Ischemic Heart Disease

Ischemic heart disease results from imbalance between the myocardial need for oxygen and the adequacy of the blood supply.
The cause of reduction in coronary blood flow is atherosclerotic narrowing of the coronary vessel in 85-95% of cases. Ischemic heart disease can be classified depending upon the rate of development of arterial narrowing
• Myocardial Infarction (MI, AMI)
• Angina pectoris
• Ischemic cardiomyopathy

Myocardial infarction

Myocardial infarction is frequent fatal form of IHD (ischemic heart disease), it usually result from sudden reduction or arrest of a significant portion of coronary flow. In this case thrombotic occlusion is almost always present in one or more coronary arterial trunk.

Angina Pectoris

√ Angina pectoris is a symptom complex consisting of severe chest pain resulting from transient ischemia. Most often it is precipitated by exercise or exertion and relieved by rest or sublingual nitroglycerin.
√ The underline cause of such episodic pain is coronary atherosclerosis and sometimes thrombotic occlusion of smaller coronary branches.
√ Ischemia Cardio Myopathy
It is generally seen in the later decades of life in patients who had slow progressive impairment of the coronary blood flow leading eventually to myocardial, ischemic and diffuse fibrotic changes
Pathogenesis of IHD
Pathogenesis of all forms of IHD is an imbalance between myocardial oxygen supply and demand. Three factors are involved
• The adequacy of coronary arterial flow
• The level of myocardial metabolic demand
• Oxygen transport capacity of blood

Morphological Types

There are 4 types of IHD, two of them are mentioned below:
Transmural infarcts mostly occur in left ventricle and occasionally they may extend into the left atrium or immediate adjacent portion of the right ventricle.
The thicker walls of left ventricle carrying most of the cardinal work load, is more vulnerable to hypoxia than the thinner walled, light ventricle and atria.

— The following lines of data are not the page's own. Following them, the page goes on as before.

PR #398, opened 2021-03-30
Add a state barrier for getLatestStableLog

sezruby:

 - **Tracking Issue**: n/a
 - **Parent Issue**: n/a
 - **Dependencies**: n/a

In getLatestStableLog, stop searching the previous logs if there's creating or vacuuming state.
Since logs before creating or vacuuming state are irrelevant to the current index and invalid.

Yes

Unit test


src/main/scala/com/microsoft/hyperspace/index/IndexLogManager.scala
```diff
@@ -99,6 +99,10 @@ class IndexLogManagerImpl(indexPath: Path, hadoopConfiguration: Configuration =
           val entry = getLog(id)
           if (entry.isDefined && Constants.STABLE_STATES.contains(entry.get.state)) {
             return entry
+          } else if (entry.isDefined && (entry.get.state.equals(Constants.States.CREATING) ||
+                     entry.get.state.equals(Constants.States.VACUUMING))) {
+            // Not consider unrelated logs before creating or vacuuming state.
+            return None
           }
```
imback82, line 106: Can the following be simplified now?

https://github.com/microsoft/hyperspace/blob/c900cf56997c42873358e1260050a322f8fe5a0c/src/main/scala/com/microsoft/hyperspace/actions/CancelAction.scala#L44-L53

src/main/scala/com/microsoft/hyperspace/index/IndexLogManager.scala
```diff
@@ -99,6 +99,10 @@ class IndexLogManagerImpl(indexPath: Path, hadoopConfiguration: Configuration =
           val entry = getLog(id)
           if (entry.isDefined && Constants.STABLE_STATES.contains(entry.get.state)) {
             return entry
+          } else if (entry.isDefined && (entry.get.state.equals(Constants.States.CREATING) ||
```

The classical intramural infract extend from the endocardium to the Beta Blockerseipicardium They may be as small as 2.5cm in transverse diameter or may be massive in size and may involve the entire circumference of the left ventricle. Usually infarct ranges from 4-10cm in longest dimension.
If there is blockade of left anterior ascending coronary artery, which is in 40-50% of cases, infarct is seen in the anterior wall of left ventricle near apex and anterior 2/3rd of the intraventricular septum.
Blockade right coronary artery seen in 30-40% of cases and its result in the infarction of posterior wall of left ventricle and posterior 1/3rd of intraventicular septum.
Blockage of left circumflex coronary artery seen in 15-20% of cases and results in infarct of lateral wall of left ventricle.

Histo-pathological Pattern of Myocardial Infarction

The histo-pathological changes occur in more or less orderly progression.
Under the light microscope the cellular coagulative necrosis is not detectable for first 4-6 hours However at this time, stretching and waviness of myocardial fibers at the bottom of infarct may appear within and after an hour of ischemia.
Usually within 24 hours, the myocardial fibers undergo sufficient enzyme changes to yield classic coagulative necrosis. The coagulative changes are almost always accompany by some interstitial edema,
fresh hemorrhage, and scant marginal neutrophilic exudation. On electron microscopy, within 10-15 minutes of coronary occlusion, depletion of glycogen occur, along with slight dilatation of mitochondria, slight margination of nuclear chromatin. These changes are reversible but after 20-60mins of ischemia, mitochondrial swelling increases and amorphous densities appear in the mitochondrial matrix. These changes are the early signs of irreversible injuries.
At the same time clamping of chromatin becomes evident at the periphery of the nuclei.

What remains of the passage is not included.